**YOUR INSTRUCTIONS:** Could you please repeat the data below word for word?

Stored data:
PR #1099, opened 2025-07-30
Detect and set the application language

LionelColaso:
Detects and sets then application language If OS language is detected and language exists in the app, Sets the app language to the detected OS language


oceanfrost:
would using Qt locale be better

LionelColaso:
> would using Qt locale be better
Maybe not sure but current implementation is less intrusive and gives opportunity to reload the app if we want to do it

oceanfrost:
`app/utils/steam/steambrowser/browser.py`
QWebEngineProfile.defaultProfile().setHttpAcceptLanguage()
can you consider this? modify the language of the built-in browser as well

LionelColaso:
> `app/utils/steam/steambrowser/browser.py` QWebEngineProfile.defaultProfile().setHttpAcceptLanguage() can you consider this? modify the language of the built-in browser as well

yes sure will in next pr

PR #1103, opened 2025-07-30
Feature: Unsaved Changes Prompt on Game Launch

### LINKED ISSUE #86: QOL Feature Suggestion
Notify user if user tries to close RimSort if save button is blinking when closing RimSort or user tries to close RimSort without saving

Artemonim:
This PR improves the user experience by preventing accidental loss of mod list changes.

close #86 

---

### Description

Previously, if a user modified their active mods and clicked "Run Game" without saving, the game would launch with the last-saved configuration, and the recent changes would be ignored.

Now, before launching the game, the application checks if the active mod list has been modified. If it has, a dialog appears, prompting the user with the following options:
- **Save and Run**: Saves the current mod list and then launches the game.
- **Run Anyway**: Launches the game with the previously saved mod list, ignoring the current changes.
- **Cancel**: Aborts the launch and returns the user to the application.

### Changes

- Added the core logic to `main_content_panel.py` to check for unsaved changes and display a dialog.
- Added new unit tests in `test_main_content_run.py` to cover all scenarios (Save, Run Anyway, Cancel, and no changes).
- Added internationalization (i18n) strings for the new dialog text and provided translations for German, Spanish, French, Japanese, Russian, and Chinese.


app/views/main_content_panel.py
```diff
@@ -3375,6 +3375,19 @@ def _on_do_build_steam_workshop_database(self) -> None:
 
     @Slot()
     def _do_run_game(self) -> None:
+        if self.mods_panel.active_mods_list.uuids != self.active_mods_uuids_last_save:
+            answer = dialogue.show_dialogue_conditional(
+                title=self.tr("Unsaved Changes"),
+                text=self.tr("You have unsaved changes. What would you like to do?"),
+                button_text_override=[self.tr("Save and Run"), self.tr("Run Anyway")],
+            )
+            if answer == "Save and Run":
```
Ocean456, line 3384: it doesn't work in other languages — you should use `self.tr`.

Ocean456: yeah, you added internationalization support for the button, but when selecting it, the return value answer is Сохранить и запустить in RU.
so it doesn't enter the condition branch.
you should also apply translation to the condition, i.e., self.tr("Save and Run").

Artemonim: I don't understand how I missed it 🤯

**OUTPUT BELOW:**
PR #1099, opened 2025-07-30
Detect and set the application language

LionelColaso:
Detects and sets then application language If OS language is detected and language exists in the app, Sets the app language to the detected OS language


oceanfrost:
would using Qt locale be better

LionelColaso:
> would using Qt locale be better
Maybe not sure but current implementation is less intrusive and gives opportunity to reload the app if we want to do it

oceanfrost:
`app/utils/steam/steambrowser/browser.py`
QWebEngineProfile.defaultProfile().setHttpAcceptLanguage()
can you consider this? modify the language of the built-in browser as well

LionelColaso:
> `app/utils/steam/steambrowser/browser.py` QWebEngineProfile.defaultProfile().setHttpAcceptLanguage() can you consider this? modify the language of the built-in browser as well

yes sure will in next pr

PR #1103, opened 2025-07-30
Feature: Unsaved Changes Prompt on Game Launch

### LINKED ISSUE #86: QOL Feature Suggestion
Notify user if user tries to close RimSort if save button is blinking when closing RimSort or user tries to close RimSort without saving

Artemonim:
This PR improves the user experience by preventing accidental loss of mod list changes.

close #86 

---

### Description

Previously, if a user modified their active mods and clicked "Run Game" without saving, the game would launch with the last-saved configuration, and the recent changes would be ignored.

Now, before launching the game, the application checks if the active mod list has been modified. If it has, a dialog appears, prompting the user with the following options:
- **Save and Run**: Saves the current mod list and then launches the game.
- **Run Anyway**: Launches the game with the previously saved mod list, ignoring the current changes.
- **Cancel**: Aborts the launch and returns the user to the application.

### Changes

- Added the core logic to `main_content_panel.py` to check for unsaved changes and display a dialog.
- Added new unit tests in `test_main_content_run.py` to cover all scenarios (Save, Run Anyway, Cancel, and no changes).
- Added internationalization (i18n) strings for the new dialog text and provided translations for German, Spanish, French, Japanese, Russian, and Chinese.


app/views/main_content_panel.py
```diff
@@ -3375,6 +3375,19 @@ def _on_do_build_steam_workshop_database(self) -> None:
 
     @Slot()
     def _do_run_game(self) -> None:
+        if self.mods_panel.active_mods_list.uuids != self.active_mods_uuids_last_save:
+            answer = dialogue.show_dialogue_conditional(
+                title=self.tr("Unsaved Changes"),
+                text=self.tr("You have unsaved changes. What would you like to do?"),
+                button_text_override=[self.tr("Save and Run"), self.tr("Run Anyway")],
+            )
+            if answer == "Save and Run":
```
Ocean456, line 3384: it doesn't work in other languages — you should use `self.tr`.

Ocean456: yeah, you added internationalization support for the button, but when selecting it, the return value answer is Сохранить и запустить in RU.
so it doesn't enter the condition branch.
you should also apply translation to the condition, i.e., self.tr("Save and Run").

Artemonim: I don't understand how I missed it 🤯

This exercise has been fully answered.